At least the author has the grace to question the 9.9 rating. 9.9 as it's easily exploited, but only if you're running a service many Unix systems aren't.

Having said that, if you're printing, you're probably using CUPS. I've tried looking at non CUPS solutions for printing and painful doesn't even begin to describe the documentation and moving parts.

Re: Is that all?

GBE

Having said that, if you're printing, you're probably using CUPS.

Yes, but you don't need to have cups-browsed running to use CUPS. I've been using CUPS for decades and have never enabled cups-browsed.

Sheesh. Kids these days and their silly auto-magical auto-discovery stuff!

Re: Is that all?

breakfast

I'd be very surprised if there were within an order of magnitude of 300k honeypots.

Re: Is that all?

FlippingGerman

My mini-pc home server running Ubuntu had it installed and running. My Raspberry Pis appear not to.

You can't get hacked if you don't have it.

Anonymous Coward

Rocky 8 Desktop default.

cups-browsed.service - Make remote CUPS printers available locally

Loaded: loaded (/usr/lib/systemd/system/cups-browsed.service; disabled; vendor preset: disabled)

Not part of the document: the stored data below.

PR #10732, opened 2026-08-20
perf: deduplicate regress codegen

Boshen:
`regress` marks its public construction and matching entry points `#[inline]`, so each crate that calls them emits its own copy of the parser and backtracking executor. This change funnels the binding and replace plugin through `rolldown_utils::HybridRegex` and keeps construction plus iterator advancement behind `#[inline(never)]` boundaries, so those large bodies are emitted once instead of once per caller.

This reduces the macOS arm64 release binding by 129.25 KiB (0.78%).


hyfdev (approved):

hyfdev:
### Merge activity

* **Aug 20, 1:13 PM UTC**: The merge label 'graphite: merge-when-ready' was detected. This PR will be added to the [Graphite merge queue](https://app.graphite.com/merges?org=rolldown&repo=rolldown) once it meets the requirements.
* **Aug 20, 1:13 PM UTC**: `hyfdev` added this pull request to the [Graphite merge queue](https://app.graphite.com/merges?org=rolldown&repo=rolldown).
* **Aug 20, 1:22 PM UTC**: Merged by the [Graphite merge queue](https://app.graphite.com/merges?org=rolldown&repo=rolldown).

PR #10946, opened 2026-09-22
docs(watch): document watch paths and path identity

shulaoda:
Document `WatchPath` and directory and missing watch paths in the internal docs.


internal-docs/module-id/implementation.md
```diff
@@ -28,7 +28,7 @@ However, this is **only used in downstream/output contexts**, not in the core mo
 - `relativeId.ts` — computing relative import paths
 - `MetaProperty.ts` — import.meta relative paths
 
-Plugin APIs like `addWatchFile()` do **no normalization** — they trust the caller to provide a path consistent with the module ID convention.
+Plugin APIs like `addWatchFile()` do **no normalization** — they trust the caller to provide a path consistent with the module ID convention. Rolldown normalizes these paths itself where it compares them with changed paths, see `WatchPath` in [watch-mode](../watch-mode/implementation.md#path-identity).
```
h-a-n-a: This sentence describes Rolldown but sits inside "How Rollup Does It". Please move it to "How Rolldown Does It Today" below, next to the `add_watch_file` row of the table, so the Rollup section stays about Rollup.

_Reviewed with Claude Fable 5.1._

internal-docs/watch-mode/implementation.md
```diff
@@ -305,19 +305,27 @@ All watch-related hooks are **blocking** — the coordinator awaits their comple
...
 ## File Watching
 
-- After each build, `bundler.watch_files()` returns the current set.
-- `WatchTask::update_watch_files()` diffs against the current set — new files are added to the per-task `FsWatcher`.
-- `include`/`exclude` patterns filter which files are watched (via `pattern_filter`).
-- Files are watched **non-recursively** (individual file watches).
-- Batch operations: `fs_watcher.paths_mut()` returns a guard for batching adds, committed via `.commit()`.
+- After each build, `bundler.watch_files()` returns the current set: the modules read from disk, their tsconfig files, and the raw strings plugins passed to `this.addWatchFile`.
+- `WatchTask::update_watch_files()` diffs against the current set — new paths are added to the per-task `FsWatcher`.
+- `include`/`exclude` patterns filter which watch paths are registered (via `pattern_filter`). They are not applied to what lies below a watched directory yet.
```
h-a-n-a: "yet" makes this read as a gap to fix. Rollup behaves the same way: its filter runs only when a path is registered (`src/watch/watch.ts:266`), and changes under a watched directory are never filtered. Suggest: "They apply to the registered path only, not to files below a watched directory. This matches Rollup."

_Reviewed with Claude Fable 5.1._

internal-docs/watch-mode/implementation.md
```diff
@@ -305,19 +305,27 @@ All watch-related hooks are **blocking** — the coordinator awaits their comple
...
+- Batch operations: `fs_watcher.paths_mut()` returns a guard for batching adds, committed via `.commit()`. A path only enters `watched_files` after the commit succeeded, so a skipped path is tried again with the next build.
+
+### Watch Paths
+
+A watch path can be a **file**, a **directory** or **missing**, like in Rollup. Bundled dev follows the same rules.
+
+- Every path is registered with `RecursiveMode::Recursive` and `TargetMode::TrackPath`. notify ignores the recursive mode for a file. `TrackPath` follows the path: a missing path is watched once it is created, and a path that changes between a file and a directory stays watched.
+- notify tracks a missing path through its parent directory. Without the parent inotify and kqueue fail, and one failing path makes the batching backends drop the whole batch, so `rolldown_fs_watcher` rejects such a path itself.
```
h-a-n-a: Nit: Windows fails too when the parent is missing, not only inotify and kqueue. "Without the parent the backends fail" would be safer than naming two.

_Reviewed with Claude Fable 5.1._

h-a-n-a (commented):
The new Watch Paths and Path Identity sections match the code, including the batching claim (kqueue, Windows, and poll all commit a batch at once). Two more leftovers in `internal-docs/module-id/implementation.md` are outside the diff, so they are listed here:

- Line 86, table row "Watch file comparison": still says `ArcStr` eq with a `#[cfg(windows)]` backslash fallback, marked "Fragile". #10943 replaced the set with `WatchPath` and removed that fallback. Suggest: `WatchPath (Arc<Path>)` / absolute + lexically normalized at insert, `Path` component eq / handles separators, `.`, trailing slash; not `..` or symlinks.
- Line 127, Unresolved Questions, "Should the watch file set use PathBuf instead of ArcStr?": answered by #10943. Please remove it, or replace it with a one-line note: "Decided: the watch set stores `WatchPath`, see watch-mode/implementation.md#path-identity."

_Reviewed with Claude Fable 5.1._

PR #1915, opened 2021-04-08
Refactor confusion matrix multiclass tests

Moh-Yakoub:
Description: 

Refactor confusion matrix multiclass/binary tests and remove all repeated test case setups

Check list:


tests/ignite/metrics/test_confusion_matrix.py
```diff
@@ -55,145 +55,97 @@ def test_multiclass_wrong_inputs():
...
+            return [
+                (torch.rand(10, 4), torch.randint(0, 4, size=(10,)).long(), 4, 1),
+                (torch.rand(4, 10), torch.randint(0, 10, size=(4,)).long(), 10, 1),
+                (torch.rand(4, 2), torch.randint(0, 2, size=(4,)).long(), 2, 1),
+                # batched updates
+                (torch.rand(100, 5), torch.randint(0, 5, size=(100,)).long(), 5, 16),
+            ]
+
+        # check multiple random inputs as random exact occurencies are rare
+        for _ in range(10):
```
KickItLikeShika, line 86: For reducing computational load we can this make `5` instead of `10`

tests/ignite/metrics/test_confusion_matrix.py
```diff
@@ -55,145 +55,97 @@ def test_multiclass_wrong_inputs():
...
+    def get_test_cases():
+        return [
+            (torch.rand(10, 4, 5), torch.randint(0, 4, size=(10, 5)).long(), 4, 1),
+            (torch.rand(4, 10, 5), torch.randint(0, 10, size=(4, 5)).long(), 10, 1),
+            # batched updates
+            (torch.rand(100, 9, 7), torch.randint(0, 9, size=(100, 7)).long(), 9, 16),
+        ]
 
     # check multiple random inputs as random exact occurencies are rare
     for _ in range(10):
```
KickItLikeShika, line 117: This one too

tests/ignite/metrics/test_confusion_matrix.py
```diff
@@ -55,145 +55,97 @@ def test_multiclass_wrong_inputs():
...
+    def get_test_cases():
+        return [
+            (torch.rand(4, 5, 12, 10), torch.randint(0, 5, size=(4, 12, 10)).long(), 5, 1),
+            (torch.rand(4, 5, 10, 12, 8), torch.randint(0, 5, size=(4, 10, 12, 8)).long(), 5, 1),
+            # batched updates
+            (torch.rand(100, 3, 8, 8), torch.randint(0, 3, size=(100, 8, 8)).long(), 3, 16),
+        ]
 
     # check multiple random inputs as random exact occurencies are rare
     for _ in range(10):
```
KickItLikeShika, line 146: And this one

KickItLikeShika (commented):
Thanks for the PR! i have left some comments

tests/ignite/metrics/test_confusion_matrix.py
```diff
@@ -55,145 +55,97 @@ def test_multiclass_wrong_inputs():
...
 
-        num_classes = 10
         cm = ConfusionMatrix(num_classes=num_classes)
-        y_pred = torch.rand(4, num_classes)
-        y = torch.randint(0, num_classes, size=(4,)).long()
-        cm.update((y_pred, y))
-        np_y_pred = y_pred.numpy().argmax(axis=1).ravel()
-        np_y = y.numpy().ravel()
-        assert np.all(confusion_matrix(np_y, np_y_pred, labels=list(range(num_classes))) == cm.compute().numpy())
+        if batch_size == 1:
```
KickItLikeShika, line 61: Why do we need this check? we can update then check the `batch size`, right?

tests/ignite/metrics/test_confusion_matrix.py
```diff
@@ -55,145 +55,97 @@ def test_multiclass_wrong_inputs():
...
-        np_y = y.numpy().ravel()
-        assert np.all(confusion_matrix(np_y, np_y_pred, labels=list(range(num_classes))) == cm.compute().numpy())
+    def _test_NL(y_pred, y, num_classes, batch_size):
 
-        num_classes = 10
         cm = ConfusionMatrix(num_classes=num_classes)
-        y_pred = torch.rand(4, num_classes, 5)
-        y = torch.randint(0, num_classes, size=(4, 5)).long()
-        cm.update((y_pred, y))
+        if batch_size == 1:
```
KickItLikeShika, line 96: Same for this check

tests/ignite/metrics/test_confusion_matrix.py
```diff
@@ -55,145 +55,97 @@ def test_multiclass_wrong_inputs():
...
     # Multiclass input data of shape (N, H, W, ...)
-    def _test_NHW():
-        num_classes = 5
+    def _test_NHW(y_pred, y, num_classes, batch_size):
         cm = ConfusionMatrix(num_classes=num_classes)
-
-        y_pred = torch.rand(4, num_classes, 12, 10)
-        y = torch.randint(0, num_classes, size=(4, 12, 10)).long()
-        cm.update((y_pred, y))
+        if batch_size == 1:
```
KickItLikeShika, line 126: Here too

tests/ignite/metrics/test_confusion_matrix.py
```diff
@@ -55,145 +55,97 @@ def test_multiclass_wrong_inputs():
 
 def test_multiclass_input_N():
```
KickItLikeShika, line 56: Can we refactor all three `multiclass_input_` functions? we can just implement one function `test_multiclass_input` that has all three types of test cases.

tests/ignite/metrics/test_confusion_matrix.py
Moh-Yakoub: From execution point of view yes, it's doable. I am just keeping it to make the test case more readable

KickItLikeShika: It can work both ways, @vfdev-5 can we hear from you here?

tests/ignite/metrics/test_confusion_matrix.py
vfdev-5: @Moh-Yakoub let's code this test as here : https://github.com/pytorch/ignite/blob/a82327e1d908f122c359b9717a8003a45cf850e4/tests/ignite/metrics/test_accuracy.py#L64

```python

    def _test(y_pred, y, cm, batch_size):
         cm.reset()
         cm.update((y_pred, y))
         ...
         if batch_size > 1:
             ...

    for _ in range(5):
        for y_pred, y, num_classes, batch_size in get_test_cases():
            cm = ConfusionMatrix(num_classes=num_classes)
            _test(y_pred, y, cm, batch_size)

```

KickItLikeShika: @Moh-Yakoub please update it

Moh-Yakoub: @vfdev-5 I am not sure your code does the same check. The original test case looks like this
``
        cm = ConfusionMatrix(num_classes=num_classes)

        y_pred = torch.rand(100, num_classes)
        y = torch.randint(0, num_classes, size=(100,)).long()

        batch_size = 16

        for i in range(n_iters):
            idx = i * batch_size
            cm.update((y_pred[idx : idx + batch_size], y[idx : idx + batch_size]))``

If I try to do as you suggested, 
``
      cm.update((y_pred, y))
        if batch_size > 1:
            for i in range(n_iters):
                idx = i * batch_size
                cm.update((y_pred[idx : idx + batch_size], y[idx : idx + batch_size]))``


That means I am making a different sequence of update to the `cm` metric. My tests are failing because of that as well. not sure if i am missing anything, but how is this supposed to produce the same results if we have multiple update sequences.

vfdev-5: @Moh-Yakoub yes, you are right, the first update should be under the condition, it does not make much sense to put the same sequence twice when `batch_size > 1`. Thanks a lot for pointing out that !
How about that:
```python
    def _test(y_pred, y, cm, batch_size):
         cm.reset()
         ...
         if batch_size > 1:
             ... batched updates
         else:   
             cm.update((y_pred, y))   # single update
         ...

    for _ in range(5):
        for y_pred, y, num_classes, batch_size in get_test_cases():
            cm = ConfusionMatrix(num_classes=num_classes)
            _test(y_pred, y, cm, batch_size)
```
What do you think ?

@KickItLikeShika we have to take that into account for your PR on Accuracy, Recall, Precision etc... and fix that once we are agreed on the way to do that.

KickItLikeShika: @vfdev-5 that's a good idea! Thank you @Moh-Yakoub for such great ideas!

vfdev-5 (approved):
Thanks a lot @Moh-Yakoub !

Rocky 9 Server not installed by default.

*YAWN*

Anonymous Coward

$ systemctl status cups-browsed

● cups-browsed.service - Make remote CUPS printers available locally

Loaded: loaded (/usr/lib/systemd/system/cups-browsed.service; disabled; vendor preset: disabled)

Active: inactive (dead)

Mountains, molehills ....

jake

... and storms in tea CUPS.

Gotta love Chicken Little syndrome. Selling column-inches since the advent of the red-top.

There is a time in the tides of men,
Which, taken at its flood, leads on to success.
On the other hand, don't count on it.